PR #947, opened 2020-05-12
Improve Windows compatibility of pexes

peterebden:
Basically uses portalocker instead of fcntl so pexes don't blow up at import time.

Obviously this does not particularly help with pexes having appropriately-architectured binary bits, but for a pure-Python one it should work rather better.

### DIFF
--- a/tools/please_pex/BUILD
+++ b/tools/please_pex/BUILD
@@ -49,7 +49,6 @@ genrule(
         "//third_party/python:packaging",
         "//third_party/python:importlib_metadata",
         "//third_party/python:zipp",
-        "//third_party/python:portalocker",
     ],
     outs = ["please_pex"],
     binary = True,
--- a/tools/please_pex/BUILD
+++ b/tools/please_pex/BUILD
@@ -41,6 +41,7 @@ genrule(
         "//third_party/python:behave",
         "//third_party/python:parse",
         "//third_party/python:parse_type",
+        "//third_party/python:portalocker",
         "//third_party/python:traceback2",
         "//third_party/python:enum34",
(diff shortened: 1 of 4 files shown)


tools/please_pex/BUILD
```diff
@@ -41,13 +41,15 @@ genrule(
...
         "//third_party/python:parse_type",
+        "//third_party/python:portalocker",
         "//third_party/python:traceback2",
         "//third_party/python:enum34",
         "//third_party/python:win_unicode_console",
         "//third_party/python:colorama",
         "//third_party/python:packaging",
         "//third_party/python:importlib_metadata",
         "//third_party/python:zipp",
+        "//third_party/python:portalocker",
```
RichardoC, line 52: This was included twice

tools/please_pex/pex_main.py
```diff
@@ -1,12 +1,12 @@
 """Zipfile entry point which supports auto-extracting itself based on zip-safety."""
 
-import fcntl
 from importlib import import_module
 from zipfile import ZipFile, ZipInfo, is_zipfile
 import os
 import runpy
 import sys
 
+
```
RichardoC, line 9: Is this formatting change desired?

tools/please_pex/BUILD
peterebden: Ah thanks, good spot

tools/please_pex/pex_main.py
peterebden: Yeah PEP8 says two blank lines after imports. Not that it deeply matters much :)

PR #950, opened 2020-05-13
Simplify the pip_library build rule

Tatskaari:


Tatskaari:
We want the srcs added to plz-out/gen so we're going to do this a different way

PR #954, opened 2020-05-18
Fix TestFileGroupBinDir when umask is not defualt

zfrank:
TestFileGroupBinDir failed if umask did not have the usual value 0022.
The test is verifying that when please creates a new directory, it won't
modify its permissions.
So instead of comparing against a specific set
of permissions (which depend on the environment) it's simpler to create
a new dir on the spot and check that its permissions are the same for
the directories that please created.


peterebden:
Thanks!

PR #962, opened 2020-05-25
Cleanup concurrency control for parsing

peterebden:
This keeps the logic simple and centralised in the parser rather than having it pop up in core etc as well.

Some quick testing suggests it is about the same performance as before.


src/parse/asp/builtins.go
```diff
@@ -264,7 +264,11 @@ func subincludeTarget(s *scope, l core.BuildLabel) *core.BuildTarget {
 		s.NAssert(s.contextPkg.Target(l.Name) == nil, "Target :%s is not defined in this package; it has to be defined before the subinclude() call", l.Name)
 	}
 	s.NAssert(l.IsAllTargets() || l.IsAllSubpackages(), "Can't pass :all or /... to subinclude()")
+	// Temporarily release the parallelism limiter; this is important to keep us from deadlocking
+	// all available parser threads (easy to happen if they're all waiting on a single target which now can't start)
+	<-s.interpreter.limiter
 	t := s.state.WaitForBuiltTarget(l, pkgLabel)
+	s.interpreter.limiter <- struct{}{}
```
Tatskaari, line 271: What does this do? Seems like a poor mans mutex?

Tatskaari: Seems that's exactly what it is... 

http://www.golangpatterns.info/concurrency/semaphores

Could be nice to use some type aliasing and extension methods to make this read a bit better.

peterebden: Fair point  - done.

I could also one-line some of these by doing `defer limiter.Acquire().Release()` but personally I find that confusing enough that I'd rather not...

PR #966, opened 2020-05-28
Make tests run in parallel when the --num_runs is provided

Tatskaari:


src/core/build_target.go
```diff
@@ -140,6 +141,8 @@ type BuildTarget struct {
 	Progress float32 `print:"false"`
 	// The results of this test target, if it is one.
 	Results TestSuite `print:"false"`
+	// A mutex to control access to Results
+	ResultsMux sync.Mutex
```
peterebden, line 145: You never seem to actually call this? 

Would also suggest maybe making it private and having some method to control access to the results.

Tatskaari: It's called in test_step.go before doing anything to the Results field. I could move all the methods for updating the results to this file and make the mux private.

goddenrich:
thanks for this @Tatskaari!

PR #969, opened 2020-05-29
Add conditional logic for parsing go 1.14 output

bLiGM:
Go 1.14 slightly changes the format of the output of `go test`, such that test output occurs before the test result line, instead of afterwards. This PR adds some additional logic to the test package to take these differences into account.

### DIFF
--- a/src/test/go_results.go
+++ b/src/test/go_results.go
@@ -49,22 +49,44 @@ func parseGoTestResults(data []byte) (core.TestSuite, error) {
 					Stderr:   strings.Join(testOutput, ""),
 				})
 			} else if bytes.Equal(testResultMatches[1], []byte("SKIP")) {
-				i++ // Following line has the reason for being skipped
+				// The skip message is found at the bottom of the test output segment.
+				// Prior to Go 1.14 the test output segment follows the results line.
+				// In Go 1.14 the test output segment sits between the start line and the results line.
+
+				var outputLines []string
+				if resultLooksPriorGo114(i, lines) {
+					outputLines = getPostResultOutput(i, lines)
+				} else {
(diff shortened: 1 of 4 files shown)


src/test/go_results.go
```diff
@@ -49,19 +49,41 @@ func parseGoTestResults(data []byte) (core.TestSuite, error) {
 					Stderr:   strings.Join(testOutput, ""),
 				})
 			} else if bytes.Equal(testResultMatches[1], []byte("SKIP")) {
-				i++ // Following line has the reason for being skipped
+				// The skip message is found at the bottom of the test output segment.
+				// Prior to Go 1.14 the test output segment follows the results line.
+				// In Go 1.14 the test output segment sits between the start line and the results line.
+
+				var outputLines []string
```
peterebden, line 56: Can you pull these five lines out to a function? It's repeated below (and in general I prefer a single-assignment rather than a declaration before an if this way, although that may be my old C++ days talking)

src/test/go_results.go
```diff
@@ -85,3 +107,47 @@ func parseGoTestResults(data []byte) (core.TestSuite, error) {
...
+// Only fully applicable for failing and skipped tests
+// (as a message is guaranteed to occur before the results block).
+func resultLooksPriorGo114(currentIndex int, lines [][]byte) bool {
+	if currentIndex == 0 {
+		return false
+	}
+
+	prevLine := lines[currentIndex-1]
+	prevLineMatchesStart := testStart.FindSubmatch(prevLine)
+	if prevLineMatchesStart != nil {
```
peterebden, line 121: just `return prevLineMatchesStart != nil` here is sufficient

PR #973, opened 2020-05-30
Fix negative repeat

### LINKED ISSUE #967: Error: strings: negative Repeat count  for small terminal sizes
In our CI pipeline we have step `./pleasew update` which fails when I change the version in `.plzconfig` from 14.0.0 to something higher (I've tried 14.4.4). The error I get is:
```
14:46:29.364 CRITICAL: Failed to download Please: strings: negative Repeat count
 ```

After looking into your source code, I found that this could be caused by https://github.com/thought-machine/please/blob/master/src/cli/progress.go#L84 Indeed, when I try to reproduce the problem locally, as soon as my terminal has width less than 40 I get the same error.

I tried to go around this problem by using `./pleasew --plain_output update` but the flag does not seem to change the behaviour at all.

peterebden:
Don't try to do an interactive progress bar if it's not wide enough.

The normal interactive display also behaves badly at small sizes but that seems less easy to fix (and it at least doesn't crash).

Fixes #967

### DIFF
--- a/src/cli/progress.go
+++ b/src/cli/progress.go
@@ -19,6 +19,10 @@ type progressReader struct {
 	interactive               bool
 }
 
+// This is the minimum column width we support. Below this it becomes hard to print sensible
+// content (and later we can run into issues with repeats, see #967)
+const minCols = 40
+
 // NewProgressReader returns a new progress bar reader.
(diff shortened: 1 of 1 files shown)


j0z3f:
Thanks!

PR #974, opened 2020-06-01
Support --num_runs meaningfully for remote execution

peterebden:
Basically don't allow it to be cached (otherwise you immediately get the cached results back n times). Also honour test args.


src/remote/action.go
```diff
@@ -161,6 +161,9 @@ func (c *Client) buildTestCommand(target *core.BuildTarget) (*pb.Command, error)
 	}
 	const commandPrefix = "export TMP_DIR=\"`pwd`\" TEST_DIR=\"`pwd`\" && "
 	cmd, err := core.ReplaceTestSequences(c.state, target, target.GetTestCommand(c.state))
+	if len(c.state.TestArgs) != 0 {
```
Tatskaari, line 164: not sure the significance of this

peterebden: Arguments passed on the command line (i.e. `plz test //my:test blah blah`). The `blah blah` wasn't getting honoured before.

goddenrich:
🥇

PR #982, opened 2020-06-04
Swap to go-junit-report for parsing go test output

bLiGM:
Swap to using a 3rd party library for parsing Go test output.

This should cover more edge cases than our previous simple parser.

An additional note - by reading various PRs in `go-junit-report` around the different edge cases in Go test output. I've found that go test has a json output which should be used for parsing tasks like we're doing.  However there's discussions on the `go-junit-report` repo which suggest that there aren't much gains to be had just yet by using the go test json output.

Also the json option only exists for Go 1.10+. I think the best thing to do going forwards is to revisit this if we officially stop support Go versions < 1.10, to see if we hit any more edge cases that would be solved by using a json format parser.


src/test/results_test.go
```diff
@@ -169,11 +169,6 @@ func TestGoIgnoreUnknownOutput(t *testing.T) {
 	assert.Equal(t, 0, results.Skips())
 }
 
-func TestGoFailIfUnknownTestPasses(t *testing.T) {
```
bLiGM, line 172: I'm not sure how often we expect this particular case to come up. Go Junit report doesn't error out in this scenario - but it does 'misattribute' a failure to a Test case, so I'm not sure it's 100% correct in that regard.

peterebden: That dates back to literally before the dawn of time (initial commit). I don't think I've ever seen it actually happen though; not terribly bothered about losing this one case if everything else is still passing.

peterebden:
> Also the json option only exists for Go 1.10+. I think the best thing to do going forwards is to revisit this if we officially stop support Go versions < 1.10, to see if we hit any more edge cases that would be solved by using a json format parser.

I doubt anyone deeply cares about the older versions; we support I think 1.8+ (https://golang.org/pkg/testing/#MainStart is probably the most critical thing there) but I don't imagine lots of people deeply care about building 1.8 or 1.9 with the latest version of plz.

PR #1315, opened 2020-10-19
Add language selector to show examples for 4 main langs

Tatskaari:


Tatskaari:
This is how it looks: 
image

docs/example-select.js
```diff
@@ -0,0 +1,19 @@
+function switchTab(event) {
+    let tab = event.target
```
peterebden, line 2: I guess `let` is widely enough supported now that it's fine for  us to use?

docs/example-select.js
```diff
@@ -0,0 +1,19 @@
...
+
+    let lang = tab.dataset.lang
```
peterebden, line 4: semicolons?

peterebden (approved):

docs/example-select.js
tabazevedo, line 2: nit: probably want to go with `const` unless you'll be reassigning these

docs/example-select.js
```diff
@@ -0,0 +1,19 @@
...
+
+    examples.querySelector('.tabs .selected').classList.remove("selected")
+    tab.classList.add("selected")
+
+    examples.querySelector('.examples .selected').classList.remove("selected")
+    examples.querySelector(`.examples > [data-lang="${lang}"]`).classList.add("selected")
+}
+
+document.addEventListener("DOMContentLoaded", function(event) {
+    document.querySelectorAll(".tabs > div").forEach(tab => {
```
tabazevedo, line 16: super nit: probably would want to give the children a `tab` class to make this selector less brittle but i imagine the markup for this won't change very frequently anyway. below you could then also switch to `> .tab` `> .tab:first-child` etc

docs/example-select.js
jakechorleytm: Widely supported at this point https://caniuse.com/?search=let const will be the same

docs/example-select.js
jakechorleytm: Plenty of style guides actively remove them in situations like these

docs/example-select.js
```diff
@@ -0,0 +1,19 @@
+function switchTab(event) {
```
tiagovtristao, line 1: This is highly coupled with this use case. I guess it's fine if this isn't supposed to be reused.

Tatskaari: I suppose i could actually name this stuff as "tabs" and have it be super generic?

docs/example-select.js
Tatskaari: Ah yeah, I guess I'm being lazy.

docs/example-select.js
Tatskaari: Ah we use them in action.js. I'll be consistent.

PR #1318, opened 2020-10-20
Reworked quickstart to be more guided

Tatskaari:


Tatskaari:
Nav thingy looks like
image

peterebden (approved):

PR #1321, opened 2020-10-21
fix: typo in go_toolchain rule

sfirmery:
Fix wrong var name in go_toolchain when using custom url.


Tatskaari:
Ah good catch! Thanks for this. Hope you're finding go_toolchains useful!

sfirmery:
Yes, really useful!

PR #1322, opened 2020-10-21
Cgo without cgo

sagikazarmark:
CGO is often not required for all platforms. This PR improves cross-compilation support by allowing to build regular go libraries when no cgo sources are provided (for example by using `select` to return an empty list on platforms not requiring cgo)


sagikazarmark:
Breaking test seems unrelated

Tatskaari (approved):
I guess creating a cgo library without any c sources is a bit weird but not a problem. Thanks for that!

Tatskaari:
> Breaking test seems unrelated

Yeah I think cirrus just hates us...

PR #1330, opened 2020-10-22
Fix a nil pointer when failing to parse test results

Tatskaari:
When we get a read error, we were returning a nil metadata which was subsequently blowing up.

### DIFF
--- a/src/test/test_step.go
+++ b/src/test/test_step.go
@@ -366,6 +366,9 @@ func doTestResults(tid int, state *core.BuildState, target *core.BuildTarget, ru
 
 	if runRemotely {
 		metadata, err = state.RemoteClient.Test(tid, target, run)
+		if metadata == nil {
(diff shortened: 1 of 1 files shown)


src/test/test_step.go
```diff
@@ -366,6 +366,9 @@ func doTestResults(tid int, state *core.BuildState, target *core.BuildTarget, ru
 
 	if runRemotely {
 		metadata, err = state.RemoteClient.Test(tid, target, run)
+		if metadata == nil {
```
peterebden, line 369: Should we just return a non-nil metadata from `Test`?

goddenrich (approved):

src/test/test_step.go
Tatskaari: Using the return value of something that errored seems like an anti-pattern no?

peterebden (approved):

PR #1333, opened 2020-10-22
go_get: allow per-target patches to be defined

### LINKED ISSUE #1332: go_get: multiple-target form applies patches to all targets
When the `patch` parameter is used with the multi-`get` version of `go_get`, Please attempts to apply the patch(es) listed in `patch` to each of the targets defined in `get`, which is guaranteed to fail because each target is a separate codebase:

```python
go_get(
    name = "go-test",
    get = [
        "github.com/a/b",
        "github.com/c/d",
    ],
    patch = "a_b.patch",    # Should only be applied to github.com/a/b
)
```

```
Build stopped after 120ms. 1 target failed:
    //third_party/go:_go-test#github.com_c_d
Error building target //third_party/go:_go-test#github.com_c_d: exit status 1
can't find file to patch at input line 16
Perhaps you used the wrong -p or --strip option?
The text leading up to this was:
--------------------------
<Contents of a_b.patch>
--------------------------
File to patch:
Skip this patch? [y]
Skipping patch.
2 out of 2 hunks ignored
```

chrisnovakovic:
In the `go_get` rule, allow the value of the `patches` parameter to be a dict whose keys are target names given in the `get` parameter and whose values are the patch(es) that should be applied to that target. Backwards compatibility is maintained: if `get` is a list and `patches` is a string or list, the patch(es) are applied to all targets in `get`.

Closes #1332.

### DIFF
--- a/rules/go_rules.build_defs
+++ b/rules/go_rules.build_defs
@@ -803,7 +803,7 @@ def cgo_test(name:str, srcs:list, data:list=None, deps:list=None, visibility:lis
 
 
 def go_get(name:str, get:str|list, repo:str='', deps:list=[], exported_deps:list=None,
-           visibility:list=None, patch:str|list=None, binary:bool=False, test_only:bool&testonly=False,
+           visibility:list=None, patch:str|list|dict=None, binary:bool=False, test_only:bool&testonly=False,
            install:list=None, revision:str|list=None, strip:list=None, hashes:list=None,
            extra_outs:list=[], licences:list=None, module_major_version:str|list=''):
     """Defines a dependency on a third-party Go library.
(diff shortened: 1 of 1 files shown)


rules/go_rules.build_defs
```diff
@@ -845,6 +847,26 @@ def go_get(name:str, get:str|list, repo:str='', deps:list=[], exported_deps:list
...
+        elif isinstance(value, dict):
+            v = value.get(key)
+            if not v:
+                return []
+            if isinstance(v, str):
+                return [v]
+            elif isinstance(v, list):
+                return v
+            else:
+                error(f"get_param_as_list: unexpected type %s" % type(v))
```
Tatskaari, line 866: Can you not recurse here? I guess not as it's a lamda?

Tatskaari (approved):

######

__WHAT THIS TASK INVOLVES__. Looking at the material above, please copy exactly every line from its first line through the line containing "-49,7 +49,6 @@", with both ends included and nothing else.

__ANSWER TO THE PROBLEM__.
PR #947, opened 2020-05-12
Improve Windows compatibility of pexes

peterebden:
Basically uses portalocker instead of fcntl so pexes don't blow up at import time.

Obviously this does not particularly help with pexes having appropriately-architectured binary bits, but for a pure-Python one it should work rather better.

### DIFF
--- a/tools/please_pex/BUILD
+++ b/tools/please_pex/BUILD
@@ -49,7 +49,6 @@ genrule(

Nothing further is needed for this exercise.